Wednesday 10 August 2011

Gartner: BPM Spending To Keep Increasing This Year


Businesses may still be cutting back on other initiatives, but they expect to increase their BPM investments during 2011, according to research by Gartner Inc.

Overall, participants in Gartner's global BPM spending survey were bullish on BPM spending, with 54% planning an increase of at least 5% this year. Nearly 20% expected an increase of 10% or more.
Survey respondents in the Asia/Pacific region, where some countries are experiencing strong economic growth, were especially interested in investing in BPM: Fully 25% said they expect increases of at least 10% this year.

What's behind the overall upswing? BPM is focused on improving business outcomes and explicitly meets the objectives of many organizations' return-to-growth strategies, A Gartner principal analyst, explained in announcing the survey results. Gartner also cited increased interest in SaaS tools, which offer a cheaper entry point, and a shift toward funding BPM projects from business-unit budgets rather than IT, reflecting emphasis on BPM's business benefits.

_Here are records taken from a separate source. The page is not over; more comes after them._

PR #560, opened 2023-06-14
35071 Ownerform - Create address and property

dai-eastgate:


andernath (approved):
Review ✔
I will start testing.

PR #572, opened 2023-06-19
35110 "Geo range search" - the coordinates in the property tiles can not be hidden

dai-eastgate:
related to https://github.com/onOffice-Web-Org/oo-wp-plugin/issues/539

changed log :
Update geo range search


andernath (approved):
I will start testing

PR #586, opened 2023-07-03
36779 Sort property lists

dai-eastgate:
related to https://github.com/onOffice-Web-Org/oo-wp-plugin/issues/549

changed log :
Add sort property lists


andernath (approved):
I will start testing

PR #592, opened 2023-07-11
36781 onoffice-style.css with child theme

yeneastgate:
related to https://github.com/onOffice-Web-Org/oo-wp-plugin/issues/548

changed log :
update onoffice-style.css with child theme


andernath (approved):
I will start testing.

PR #594, opened 2023-07-17
36784 Plugin can not set supervisor in address record

dai-eastgate:


plugin/Form/FormAddressCreator.php
```diff
@@ -68,7 +68,7 @@ public function __construct(
 	 * @throws NotFoundException
 	 */
 	public function createOrCompleteAddress(
-		FormData $pFormData, bool $mergeExisting = false, string $contactType = ''): int
+		FormData $pFormData, bool $mergeExisting = false, string $contactType = '', int $estateId = null): int
```
andernath, line 71: Could you please add PHPDoc for these arguments: $contactType and $estateId for complete documentation? :)

plugin/Form/FormAddressCreator.php
```diff
@@ -82,6 +82,13 @@ public function createOrCompleteAddress(
 		if ( key_exists( 'newsletter', $requestParams ) ) {
 			unset( $requestParams['newsletter'] );
 		}
+		if (!empty($estateId)) {
+			$userName = $this->getSupervisorUsernameByEstateId($estateId);
+			if (!empty($userName)) {
```
andernath, line 87: In the past we got minor bugs with using empty() function because "0" and 0 is also empty true. It is unlikely but what happens if the ID or username is 0?

Do you think using isset could be better or could causes other errors?

Edit:
Oh I see getSupervisorUsernameByEstateId returns maybe an empty string. So I guess we need empty() here.

andernath (commented):
@dai-eastgate 
Looks good. I just found a missing part in documentation. Please take a look. :)

plugin/Form/FormAddressCreator.php
dai-eastgate: I'll check and fixed it asap

dai-eastgate:
@andernath I fixed it, please review again for me. Thanks

andernath (approved):
Thanks, I will start testing.

PR #595, opened 2023-07-18
36782 Prevent double form submission

yeneastgate:


andernath (commented):
@yeneastgate 
Please take a look in the review. Thank you!

yeneastgate:
> @yeneastgate Please take a look in the review. Thank you!

yes, I will check it

yeneastgate:
@andernath After implementing the 'add class' step for the selector, I had a question about whether you want me to "add class" in a template like the attached image or use JavaScript to "add class".
image

andernath:
> @andernath After implementing the 'add class' step for the selector, I had a question about whether you want me to "add class" in a template like the attached image or use JavaScript to "add class". 

@yeneastgate 
The place where you add these classes is correct. 
But I would like to change the class name, because it is very non-specific and could already be used. I will discuss in our team for a better naming.

andernath:
@yeneastgate
Please add .oo-form in all templates. And replace .oo-form-owner, .oo-form-applicant ... etc for your current class names.

I guess in this case you can use just .oo-form in honeypot js and double submit js as a selector. 
And maybe in future releases we could need a these more specific class name (like .oo-form-owner), thats why you can add them as well in the templates.

yeneastgate:
> @yeneastgate Please add .oo-form in all templates. And please replace the current class names with .oo-form-owner, .oo-form-applicant ... etc.
> 
> I guess in this case you can use just .oo-form in honeypot js and double submit js as a selector. And maybe in future releases we could need a these more specific class name (like .oo-form-owner), thats why you can add them as well in the templates.

yes, I will implement it.

yeneastgate:
@andernath I refactored the code for the honeypot file and prevented submission using the ".oo-form" class selector. Please watch the attached video and let me know your opinion about this. Thanks!
https://files.fm/u/ht43bjzj2

js/onoffice-honeypot.js
```diff
@@ -1,23 +1,41 @@
...
+
+    addHoneypotToForms(formElements);
+
+    function getFormsBySpecialHtmlAttribute() {
+        const formElements = [];
+        const forms = document.querySelectorAll('.oo-form, #onoffice-form');
+
+        forms.forEach(form => {
+            const dataAttr = form.getAttribute('data-applicant-form-id');
+            if (dataAttr === null) {
```
andernath, line 12: I think you are checking here if the form is an ApplicantSearchForm. 
Previously it was checked with "form.type !== 'applicantsearch'". I find that more readable and more stable than the new solution. Can we continue to use checking with form.type or did it not work?

Overall I like the refactoring very much. Good work. :)

js/onoffice-prevent-double-form-submission.js
```diff
@@ -0,0 +1,33 @@
...
+
+    handleFormSubmissions(formElements);
+
+    function getFormsBySpecialHtmlAttribute() {
+        const formElements = [];
+
+        const forms = document.querySelectorAll('.oo-form, #onoffice-form');
+        formElements.push(...forms);
+
+        return formElements;
```
andernath, line 12: Is the whole function getFormsBySpecialHtmlAttribute really necessary?
Wouldn't it be the same just to use const formElements = document.querySelectorAll('.oo-form, #onoffice-form'); ?

andernath (commented):
@yeneastgate Your solution looks good to me!
Just got 2 questions here for improvement, could you please take a look?

js/onoffice-honeypot.js
yeneastgate: @andernath If there are multiple forms on the same page, using form.type to check for an applicant search form will cause the honeypot feature to not work on other forms (contact, interest, owner).

js/onoffice-prevent-double-form-submission.js
yeneastgate: Yes, you're right. I will fix it.

yeneastgate:
Hi @fredericalpers @andernath 
- While implementing this issue, I found a bug: when I enable reCAPTCHA on a page that has multiple forms, I meet an error when trying to submit the second form or any subsequent ones. This issue exists in the master branch.
- The cause is when submitting the second form and beyond, the data does not receive g-recaptcha-response, which leads to reCAPTCHA identifying it as a bot. 
=> Cannot create an address and send an email
Video: 

https://github.com/onOffice-Web-Org/oo-wp-plugin/assets/104892108/3774adc4-7227-4734-b220-529cbc5b717d

js/onoffice-honeypot.js
andernath: @yeneastgate what a pity. :/ Thank you for info.

andernath:
> 
@yeneastgate 
Thank you for your thoughtful testing 👍. We have already recorded a task for this bug and will add it to a later release.

js/onoffice-prevent-double-form-submission.js
yeneastgate: I fixed it. Please review again for me. Thanks!

andernath (approved):
I will start testing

But Gartner cautioned companies against becoming over-optimistic about process-improvement potential. There is a mismatch between what users think they will achieve from BPM and what they actually achieve. Understanding the real benefits and how to measure them will help organizations create better business cases and get the expected business results.

The survey, which included nearly 600 midsize-to-large companies in 14 countries, indicated that companies' initial BPM investments fall somewhere between £100,000 and £200,000. Gartner calls that range low in comparison with the cost of many BPM-suite implementations. The upshot: Many companies want BPM capability--but aren't ready to buy a complete suite.